Reformulation or improvement of relevant food products in the national context in order to: a) implement the nutritional characteristics also by reducing antinutrients or using bioprocessed ingredients (from raw products to ingredients) and limit the use of undesirable components (e.g. by using bioactives) along the food system b) improve food formulation and composition based on consumer perception and needs identified for specific target groups (in connection with Spoke 5 and 6) c) promote clear and ad hoc labelling as an information tool (in connection with Spoke 1 and 7) to increase the willingness to buy improved foods d) guarantee safety and affordability of new products (in connection with Spoke 1 and 3).

Task 4.2.1.

Development and application of advanced analytical procedures to assess the quality of relevant food product categories in the national context and corresponding analogues implemented according to task 4.1.1 and 4.1.2

Task 4.2.2.

In depth characterization of the new products using different approaches (including omics techniques) to get their unique fingerprint (e.g., foodome evaluation) and to compare it to corresponding benchmark.

Task 4.4.1.

Prototyping of new sustainable and healthy products to meet consumer needs in terms of nutritional and functional targets, but also sensory characteristics and convenience, thus increasing adoption in the long term by promoting exploitation of the previous implemented approaches (see WP4.1, WP4.2) to develop new pilot food products (food design) also in connection with start-up acceleration programmes (activities are also in connection with Spoke 3).

Project deliverables

D4.1.1.1.

Selection of raw materials/ingredients with improved nutritional characteristics and limited undesirable components (M12)

D4.2.1.2.

Application of foodomic approaches for the assessment of composition parameters in at least one existing (M24), two reformulated (M32) and implemented (M36) products of each food category according to task 4.1.1. and 4.1.2.

D4.2.2.2.

Application of advanced analytical procedures for the assessment of composition parameters in at least one existing, reformulated and implemented product of each food category according to task 4.1.1. and 4.1.2. (M30)

D4.4.1.1.

Scouting and evaluation of existing prototypes of sustainable and healthy products (M12)

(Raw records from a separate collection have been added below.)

PR #1754, opened 2021-12-23
Fix specs to respect the styleguide

stof:
In scssphp, we rely on the separator comment to separate the specs (we don't detect spec directories through navigating the virtual file system of the hrx archive, because we don't have a proper hrx parser available in PHP) As such, using the wrong comment for the separator breaks those tests for us.

The second commit fixes a case where some specs were nested inside another spec directory by mistake, which does not work (those nested spec directories are not actually spec directories). As our testsuite outputs a warning when it skips a test containing multiple `input.scss` file, I detected those.


stof:
I'm writing a linter for specs (which will be submitted in another PR to run in the CI), which allowed me to find more cases where some specs were nested in an invalid way.

spec/core_functions/color/rgb/four_args/special_functions.hrx
```diff
@@ -282,44 +282,3 @@ a {b: rgb(1, 2, 3, unquote("clamp(0.4, 0.5, 0.6)"))}
 a {
   b: rgb(1, 2, 3, clamp(0.4, 0.5, 0.6));
 }
-
-<===>
-================================================================================
-<===> calc/string/arg_2/args/input.scss
```
stof, line 288: Those specs were not running at all due to being nested in `calc/string/arg_2/` and `var/arg_2/`.

As they are actually covering the case of special functions in the 2-args signature of the Sass rgb function and not in the 4-args one, I moved them to the proper hrx file to solve the nesting.

stof:
@nex3 @jathak has this been missed ?

Note that once it is merged, I'll open my PR adding the spec linter.

jathak:
Sorry for the delay! I'll take a look at this and your other open PRs soon (hopefully tomorrow)

jathak (approved):
Thanks!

Interaction with other spokes

Spoke 03

Food safety of traditional and novel foods

Spoke 02

Smart and circular food system and distribution

State of the art

Fermented foods are defined as those foods or beverages produced through controlled microbial growth, and the conversion of food components through enzymatic action. Fermentation leads to an organoleptic change and favors the food conservation. Nowadays, the fermented food industry is aimed to develop new functional foods with improved nutritional and healthy properties and a longer shelf-life. In this context, metabolomics, i.e. the study of small molecules of a biological system, represents an important tool for the characterization of new fermented foods and for the study of their properties. NMR spectroscopy and FT-ICR MS allow to obtain in a single experiment a comprehensive characterization of an entire food matrix as a mixture of components without their separation. It is also possible to monitor a process, such as a fermentation process, to deeply understand how it does work and how it is possible its better exploitation.

Operation plan

The research will involve different activities as reported below.
1. Selection of fermented beverages or fermentation process to be investigated.
2. Beverage freeze-drying and storing at -20°C until the untargeted analysis.
3. NMR metabolomic characterization of the fermented beverage to identify and quantify the main class of secondary metabolites, such as sugars, organic acids, amino acids, etc.
4. FT-ICR MS analysis to maximize the coverage of the beverage chemical profile.
5. The HPLC-PDA analysis of targeted compound classes that are of interest for each selected beverage will be also performed.
6. In order to study the fermentation process, it is possible to repeat the sample analysis during the fermentation, quantifying the same metabolites as above.
7. Application of statistical analysis to find the diagnostic metabolites and investigate the fermentation process.

Expected results

1) Development of a metabolomics protocol to investigate different fermentation process.

2) Starting from the chemical profile, the elucidation of the microbial interaction existing in a symbiotic system will be carried out, in order to increase the reproducibility of the beverage production process and enhance its nutritional properties.

3) Preparation/Setup of a database of peculiar metabolites of fermented foods.